__ABOUT THIS TASK__: Take the data that follows and retype it word for word.

(Collected data)
PR #12067, opened 2022-07-10
CMakeLists.txt: set LLVM minimal version to 14

BratishkaErik:
Before:
`-- Found llvm: /usr/lib/llvm/14/lib64/libLLVM-14.so (Required is at least version "13")`
After:
`-- Found llvm: /usr/lib/llvm/14/lib64/libLLVM-14.so (Required is at least version "14")`


andrewrk:
Thank you!

PR #12075, opened 2022-07-11
Stage2 validate extern types

Vexu:
Question: in stage1 pointers to zero bit types are zero bit types themselves and are therefore not allowed in extern types but with #6706 they now behave like other pointers. This means that `*void` is now allowed in extern types even though it's not the same as `*anyopaque` that the user likely meant. Is this OK? Relevant test case is `optional_pointer_to_void_in_extern_struct.zig`.


andrewrk:
I think it's OK. In fact, I was wondering if we should take it a step further and remove `anyopaque` now that `*void` functions almost identically. This would remove one strange new thing that Zig introduces from the language.

Vexu:
> I was wondering if we should take it a step further and remove `anyopaque` now that `*void` functions almost identically

It would be nice but I think it would also lead in to new strange things that don't currently exist. For example in stage2 dereferencing a runtime known `*anyopaque` gives the error `values of type 'anyopaque' must be comptime known, but operand value is runtime known` but dereferencing `*void` is allowed.

andrewrk:
Good point.

PR #12076, opened 2022-07-11
feat: `-q`/`--quiet` for quietening progress output

r00ster91:
https://user-images.githubusercontent.com/35064754/178306069-dd094047-a2b7-4dfe-a376-3b42ec2a7c3c.mp4

Here's why I think Zig might be attractive to language devs as a language to compile to:

- Zig compiles quickly (and will only get quicker in the future).
- Zig has multiple codegen backends.
- Zig has structs with unspecified field order for performance and other optimizations Zig facilitates that are **not** available in C.

And with this option Zig will be even more attractive as a language to compile to because now people can abstract `zig` being invoked under the hood to do the codegen for their language.

Of course, there are more reasons you might want to silence `zig`'s compile output. In fact, maybe as part of your workflow `zig` runs somewhere else where nobody sees it so by using `-q` you can silence the output that nobody sees anyway and possibly gain a few negligible milliseconds or so of improved compilation speed.


andrewrk:
Can you give an example where someone would want to use `-q` instead of `--color off`?

r00ster91:
(sorry for the wall of text, see TL;DR below)
Yeah, you're right, I kinda noticed that yesterday when I wrote that `comp.quiet or comp.color == .off` branch but it was late so I didn't think too much about it...
But maybe someone would want to use `-q` when they don't know that `--color off` does that too?
The documentation says "Enable or disable colored error messages", not disable progress output. The progress output is not an error message and it's never colored either. This is misleading.

Also:
- https://github.com/ziglang/zig/blob/master/src/Compilation.zig#L152-L154
- https://github.com/ziglang/zig/blob/master/src/Compilation.zig#L913-L914
- (and possibly other places)
Maybe I'm misunderstanding it and it just talks about this specific field to be removed but I thought maybe that meant `--color` was going to be removed? Maybe it could be removed anyway because I don't think anyone ever uses it, or should need it? Because the logic in https://github.com/ziglang/zig/blob/master/lib/std/fs/file.zig#L221-L242 looks sophisticated enough for me.
If you really don't want color, do `TERM=dumb`. I'm realizing that this of course applies to `-q` too so maybe we shouldn't add `-q`/`--quiet` and remove `--color` since `TERM=dumb zig run x.zig` behaves the same as `zig run -q x.zig` and `zig run --color off x.zig`. The reason this makes sense is because a dumb terminal means that it can't handle special characters and `std.Progress` uses escape sequences to reset the cursor and clear the line etc.
(`NO_COLOR=1` seems to do the same
thing).
Perhaps `--color auto`'s logic could be the default if `--color` is removed.

But then again, `NO_COLOR=1 zig-linux-x86_64-0.10.0-dev.2951+b9ed07227/zig run --color on x.zig` is kind of useful if maybe you're in an environment where that env var is always set somehow but for one specific invocation you do want color... but would that promote bad workflows? I think this might be a reason to keep `--color`, however (TL;DR):

1. I think `-q` is kind of conventional. One could expect a compiler to have this option, similarly to expecting `--color` to be an option.
2. I don't think `--color off` should turn off progress output. It's unexpected. The things should be separate.

So all in all I think *some* change is required here because `--color off` turning off progress output is unexpected in my opinion. The documentation is misleading too. `TERM=dumb` however makes sense.
To summarize, this whole thing is quite complicated actually. 

---

Apart from that, `--color off`/`NO_COLOR=1`/`TERM=dumb` seem to be used so rarely that they have some very obvious bugs actually...

```zig
pub fn main() void {
    var x = 1
}
```
```
zig run x.zig
```
```
x.zig:2:14: error: expected ';' after declaration
    var x = 1
             ^
```
(imagine it has color)
```
```
zig run --color off x.zig
```
x.zig:2:14: error: expected ';' after declaration
```
(why does it not print the caret and the line it points at? Printing the caret and the line of the error shouldn't need escape sequences...)

That's offtopic though and I will open an issue for that at some point. I think it'd be nice if dumb terminals can have the same output as other terminals, just without escape sequences.

r00ster91:
I fixed this PR:

* `--color off` no longer turns off progress output but turns off color.
* `TERM=dumb` turns off progress output and color.
* `NO_COLOR=` leaves progress output on but turns off color.

I think this is the expected behavior.

This also kind of goes in hand with #12989 after which this will look clearer.

r00ster91:
I can rebase and resolve the conflicts if my conclusion above is agreed to. Otherwise, feel free to close.

r00ster91:
So I'm in a situation right now where I would really like to turn off progress output but leave on color. I cannot find any way to do this. This PR seems to fix this.

Looking back at it, I still think we should remove `NO_COLOR`, `ZIG_DEBUG_COLOR`, and `--color auto`. Why make it so hard to choose? `--color off` to turn off only color and `--quiet` to turn off progress output makes perfect sense to me. And finally `TERM=dumb` would still disable both.

andrewrk:
Thanks for this patch. This is a bit tricky of a problem to sort out so I want to personally examine it carefully. I'm tackling this as part of #14647.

__REPLY TO THE EXERCISE__:
PR #12067, opened 2022-07-10
CMakeLists.txt: set LLVM minimal version to 14

BratishkaErik:
Before:
`-- Found llvm: /usr/lib/llvm/14/lib64/libLLVM-14.so (Required is at least version "13")`
After:
`-- Found llvm: /usr/lib/llvm/14/lib64/libLLVM-14.so (Required is at least version "14")`


andrewrk:
Thank you!

PR #12075, opened 2022-07-11
Stage2 validate extern types

Vexu:
Question: in stage1 pointers to zero bit types are zero bit types themselves and are therefore not allowed in extern types but with #6706 they now behave like other pointers. This means that `*void` is now allowed in extern types even though it's not the same as `*anyopaque` that the user likely meant. Is this OK? Relevant test case is `optional_pointer_to_void_in_extern_struct.zig`.


andrewrk:
I think it's OK. In fact, I was wondering if we should take it a step further and remove `anyopaque` now that `*void` functions almost identically. This would remove one strange new thing that Zig introduces from the language.

Vexu:
> I was wondering if we should take it a step further and remove `anyopaque` now that `*void` functions almost identically

It would be nice but I think it would also lead in to new strange things that don't currently exist. For example in stage2 dereferencing a runtime known `*anyopaque` gives the error `values of type 'anyopaque' must be comptime known, but operand value is runtime known` but dereferencing `*void` is allowed.

andrewrk:
Good point.

PR #12076, opened 2022-07-11
feat: `-q`/`--quiet` for quietening progress output

r00ster91:
https://user-images.githubusercontent.com/35064754/178306069-dd094047-a2b7-4dfe-a376-3b42ec2a7c3c.mp4

Here's why I think Zig might be attractive to language devs as a language to compile to:

- Zig compiles quickly (and will only get quicker in the future).
- Zig has multiple codegen backends.
- Zig has structs with unspecified field order for performance and other optimizations Zig facilitates that are **not** available in C.

And with this option Zig will be even more attractive as a language to compile to because now people can abstract `zig` being invoked under the hood to do the codegen for their language.

Of course, there are more reasons you might want to silence `zig`'s compile output. In fact, maybe as part of your workflow `zig` runs somewhere else where nobody sees it so by using `-q` you can silence the output that nobody sees anyway and possibly gain a few negligible milliseconds or so of improved compilation speed.


andrewrk:
Can you give an example where someone would want to use `-q` instead of `--color off`?

r00ster91:
(sorry for the wall of text, see TL;DR below)
Yeah, you're right, I kinda noticed that yesterday when I wrote that `comp.quiet or comp.color == .off` branch but it was late so I didn't think too much about it...
But maybe someone would want to use `-q` when they don't know that `--color off` does that too?
The documentation says "Enable or disable colored error messages", not disable progress output. The progress output is not an error message and it's never colored either. This is misleading.

Also:
- https://github.com/ziglang/zig/blob/master/src/Compilation.zig#L152-L154
- https://github.com/ziglang/zig/blob/master/src/Compilation.zig#L913-L914
- (and possibly other places)
Maybe I'm misunderstanding it and it just talks about this specific field to be removed but I thought maybe that meant `--color` was going to be removed? Maybe it could be removed anyway because I don't think anyone ever uses it, or should need it? Because the logic in https://github.com/ziglang/zig/blob/master/lib/std/fs/file.zig#L221-L242 looks sophisticated enough for me.
If you really don't want color, do `TERM=dumb`. I'm realizing that this of course applies to `-q` too so maybe we shouldn't add `-q`/`--quiet` and remove `--color` since `TERM=dumb zig run x.zig` behaves the same as `zig run -q x.zig` and `zig run --color off x.zig`. The reason this makes sense is because a dumb terminal means that it can't handle special characters and `std.Progress` uses escape sequences to reset the cursor and clear the line etc.
(`NO_COLOR=1` seems to do the same
thing).
Perhaps `--color auto`'s logic could be the default if `--color` is removed.

But then again, `NO_COLOR=1 zig-linux-x86_64-0.10.0-dev.2951+b9ed07227/zig run --color on x.zig` is kind of useful if maybe you're in an environment where that env var is always set somehow but for one specific invocation you do want color... but would that promote bad workflows? I think this might be a reason to keep `--color`, however (TL;DR):

1. I think `-q` is kind of conventional. One could expect a compiler to have this option, similarly to expecting `--color` to be an option.
2. I don't think `--color off` should turn off progress output. It's unexpected. The things should be separate.

So all in all I think *some* change is required here because `--color off` turning off progress output is unexpected in my opinion. The documentation is misleading too. `TERM=dumb` however makes sense.
To summarize, this whole thing is quite complicated actually. 

---

Apart from that, `--color off`/`NO_COLOR=1`/`TERM=dumb` seem to be used so rarely that they have some very obvious bugs actually...

```zig
pub fn main() void {
    var x = 1
}
```
```
zig run x.zig
```
```
x.zig:2:14: error: expected ';' after declaration
    var x = 1
             ^
```
(imagine it has color)
```
```
zig run --color off x.zig
```
x.zig:2:14: error: expected ';' after declaration
```
(why does it not print the caret and the line it points at? Printing the caret and the line of the error shouldn't need escape sequences...)

That's offtopic though and I will open an issue for that at some point. I think it'd be nice if dumb terminals can have the same output as other terminals, just without escape sequences.

r00ster91:
I fixed this PR:

* `--color off` no longer turns off progress output but turns off color.
* `TERM=dumb` turns off progress output and color.
* `NO_COLOR=` leaves progress output on but turns off color.

I think this is the expected behavior.

This also kind of goes in hand with #12989 after which this will look clearer.

r00ster91:
I can rebase and resolve the conflicts if my conclusion above is agreed to. Otherwise, feel free to close.

r00ster91:
So I'm in a situation right now where I would really like to turn off progress output but leave on color. I cannot find any way to do this. This PR seems to fix this.

Looking back at it, I still think we should remove `NO_COLOR`, `ZIG_DEBUG_COLOR`, and `--color auto`. Why make it so hard to choose? `--color off` to turn off only color and `--quiet` to turn off progress output makes perfect sense to me. And finally `TERM=dumb` would still disable both.

andrewrk:
Thanks for this patch. This is a bit tricky of a problem to sort out so I want to personally examine it carefully. I'm tackling this as part of #14647.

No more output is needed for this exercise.